Is differentiation as a map discontinuous?

Question

I came across the statement below:

Let $C([0,1])$ be the space of all continuous functions over the interval $[0,1]$ equipped with the Supremum norm. Assume $A$ is a map on the space of all differentiable functions whose derivative is continuous into $C([0,1])$. Also, $A$ is differentiation in the sense that it maps a functions to its derivative. The map $A$ (differentiation) is discontinuous.

It's written that the last sentence is well-known but I can't make any sense of it. How can I arrive at such a conclusion? Actually, I am looking for an explicit counterexample.
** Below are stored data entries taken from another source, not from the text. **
PR #1795, opened 2026-04-11
fix: limit guild membership display to 3 on player cards

### LINKED ISSUE #1629: Guilds display on player cards not working (properly 😂)
Just went back to take a screenshot for this issue & looks like they _do_ work - just take ~2-3 min to load..
Should probably be cached in some way?

The issue I was originally going to display is that the cards display all guild memberships instead of displaying 3 & "+X".
In some cases, this means it breaks into the second line & looks ugly.
image

## 2 issues
- Guild membership display on cards takes a few minutes to load
- It displays all memberships instead of only 2 or 3 with a number indicator for how many more there are

Ai-chan-0411:
Fixes #1629

## Changes
- Reduced default guild membership display limit from 12 to 3 on player cards
- Updated dynamic resize calculation to cap at 3 memberships (was minimum 8)
- Excess memberships now show "+X" indicator as designed

This prevents guild memberships from breaking into multiple rows and keeps player cards visually consistent.


Ai-chan-0411:
Closing due to no review activity. Thank you for the opportunity!

PR #338, opened 2024-10-26
fix missing 1st token from prefill in inference response

renxida:
The 1st output token is generated by prefill. It was missing.


kumardeepakamd (approved):

renxida:
will be superceded in another off-by-1 fix pr

PR #340, opened 2024-10-26
Revise and split requirements files

marbre:
Moves dependencies defined in the root `requirements.txt` to `sharktank/` and splits out test only deps to `requirements-tests.txt` file. Dependencies only used for development / in the CI are moved to `requirements-dev.txt` and the root requirements file is now used to pull in all the deps. Furthermore, some no longer used dependencies are removed.

### DIFF
--- a/requirements.txt
+++ b/requirements.txt
@@ -1,30 +1,4 @@
-# Runtime deps.
-gguf==0.6.0
-numpy==1.26.3
-onnx==1.15.0
-
-# Model deps.
-huggingface-hub==0.22.2
-transformers==4.40.0
-sentencepiece==0.2.0
-
-# It is expected that you have installed a PyTorch version/variant specific
-# to your needs, so we only include a minimum version spec.
-# TODO: Use a versioned release once 2.3.0 drops.
-torch>=2.3.0.dev1
-
-# Used for managing pre-commit flows.
-pre-commit
-
-# Type checking
-mypy==1.8.0
-types-requests==2.31.0.20240125
-
-# Testing
-parameterized
-pytest==8.0.0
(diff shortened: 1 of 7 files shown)


marbre:
This will need some further work but hopefully is the right step to untangle all the deps.

requirements.txt
```diff
@@ -1,30 +1,4 @@
...
-pytest==8.0.0
-pytest-xdist==3.5.0
-
-# Serving deps.
-fastapi==0.112.2
-uvicorn==0.30.6
+-r sharktank/requirements.txt
+-r sharktank/requirements-tests.txt
+-r shortfin/requirements-tests.txt
+-r requirements-dev.txt
```
ScottTodd, line 4: Interesting... top level requirements that pulls in all the others. That seems like a good idea. I hope it works out in practice :P

sharktank/setup.py
```diff
@@ -99,7 +99,6 @@ def initialize_options(self):
     extras_require={
         "testing": [
             f"pytest{get_version_spec('pytest')}",
-            f"pytest-xdist{get_version_spec('pytest-xdist')}",
```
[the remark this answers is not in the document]
marbre: `pytest-xdist` isn't used, as `pytest -n` is only called in the CI. Thus I would rather go with the minimal requirements instead of pulling in non-strictly required packages.

requirements.txt
marbre: Our CI says yes ;) Well I hope to get rid off it at some point to be honest but this would mean to refactor the CI at the same time whereas this relaxes the required changes a little and let us iterate more easily.

ScottTodd (approved):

Any help would be highly appreciated.

Answer 1

For a counterexample, take the sequence $$\frac {\sin nx} n$$ These are all continuously differentiable, but the sequence converges to $0$ and the sequence of derivatives doesn't converge at all. The derivative of the limit is not equal to the limit of the derivatives, so it is not continuous.

Answer 2

It depends on your understanding of $C^1([0,1])$, the space of all differentiable functions whose derivative is continuous. It is a linear subspace of $C([0,1])$, where $C([0,1])$ is is equipped with the supremum norm $\lVert f \rVert = \sup_{x \in [0,1]} \lvert f(x) \rvert$. If you give $C^1([0,1])$ the norm inherited from $C([0,1])$, i.e. the supremum norm, then $A$ is not continuous (see Matt Samuel's answer). But you can also give $C^1([0,1])$ the norm $$\lVert f \rVert^{(1)} = \lVert f \rVert + \lVert f' \rVert .$$ Then $A : (C^1([0,1]), \lVert - \rVert^{(1)}) \to (C([0,1]), \lVert - \rVert)$ is trivially continuous.

Edited:

$(C^1([0,1]), \lVert - \rVert^{(1)})$ is a Banach space. See Prove that $C^1([a,b])$ with the $C^1$- norm is a Banach Space. In contrast, $(C^1([0,1]), \lVert - \rVert)$ is not. You can generalize this to the sets $C^k([0,1])$ of $k$-times continuously differentiable functions. They are Banach spaces if equipped with $$\lVert f \rVert^{(k)} = \lVert f \rVert + \lVert f' \rVert + \ldots + \lVert f^{(k)} \rVert$$ and $$A : (C^{(k)}([0,1]), \lVert - \rVert^{(k)}) \to (C^{(k-1)}([0,1]), \lVert - \rVert^{[k-1)}), A(f) = f' ,$$ is continuous.